What needs to be done
Nothing should be left out: output all of the entries exactly.

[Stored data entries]

PR #1288, opened 2024-09-13
Fix issue with threads named 'deleted-channel'

### LINKED ISSUE #1261: Thread names get exported as `#deleted-channel` in mentions
### Version

2.43.3

### Flavor

CLI (Command-Line Interface)

### Platform

Linux (Debian)

### Export format

HTML

### Steps to reproduce

- Make a mention to a thread in a channel
- Export that channel
- Observe the mention being converted to `#deleted-channel`

### Details

This piece of code is relevant;

https://github.com/Tyrrrz/DiscordChatExporter/blob/281e0f608ad0784bce1dc2d2cc7b76e419905ebd/DiscordChatExporter.Core/Exporting/HtmlMarkdownVisitor.cs#L284

It only looks for a name of the channel, not of a thread.

Even discord seems to struggle, not fetching a corresponding thread, only saying `#unknown`

### Checklist

maxgsf:
Closes #1261

I tried to solve the problem with the thread labeled 'deleted-channel' by using populate threads before assigning the channel variable in the mention.

### DIFF
--- a/DiscordChatExporter.Core/Exporting/ExportContext.cs
+++ b/DiscordChatExporter.Core/Exporting/ExportContext.cs
@@ -48,21 +48,26 @@ internal class ExportContext(DiscordClient discord, ExportRequest request)
         }
     }
 
-    public async ValueTask PopulateThreadsAsync(CancellationToken cancellationToken = default)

Reply to the exercise
PR #1288, opened 2024-09-13
Fix issue with threads named 'deleted-channel'

### LINKED ISSUE #1261: Thread names get exported as `#deleted-channel` in mentions
### Version

2.43.3

### Flavor

CLI (Command-Line Interface)

### Platform

Linux (Debian)

### Export format

HTML

### Steps to reproduce

- Make a mention to a thread in a channel
- Export that channel
- Observe the mention being converted to `#deleted-channel`

### Details

This piece of code is relevant;

https://github.com/Tyrrrz/DiscordChatExporter/blob/281e0f608ad0784bce1dc2d2cc7b76e419905ebd/DiscordChatExporter.Core/Exporting/HtmlMarkdownVisitor.cs#L284

It only looks for a name of the channel, not of a thread.

Even discord seems to struggle, not fetching a corresponding thread, only saying `#unknown`

### Checklist

maxgsf:
Closes #1261

I tried to solve the problem with the thread labeled 'deleted-channel' by using populate threads before assigning the channel variable in the mention.

### DIFF
--- a/DiscordChatExporter.Core/Exporting/ExportContext.cs
+++ b/DiscordChatExporter.Core/Exporting/ExportContext.cs
@@ -48,21 +48,26 @@ internal class ExportContext(DiscordClient discord, ExportRequest request)
         }
     }
 
-    public async ValueTask PopulateThreadsAsync(CancellationToken cancellationToken = default)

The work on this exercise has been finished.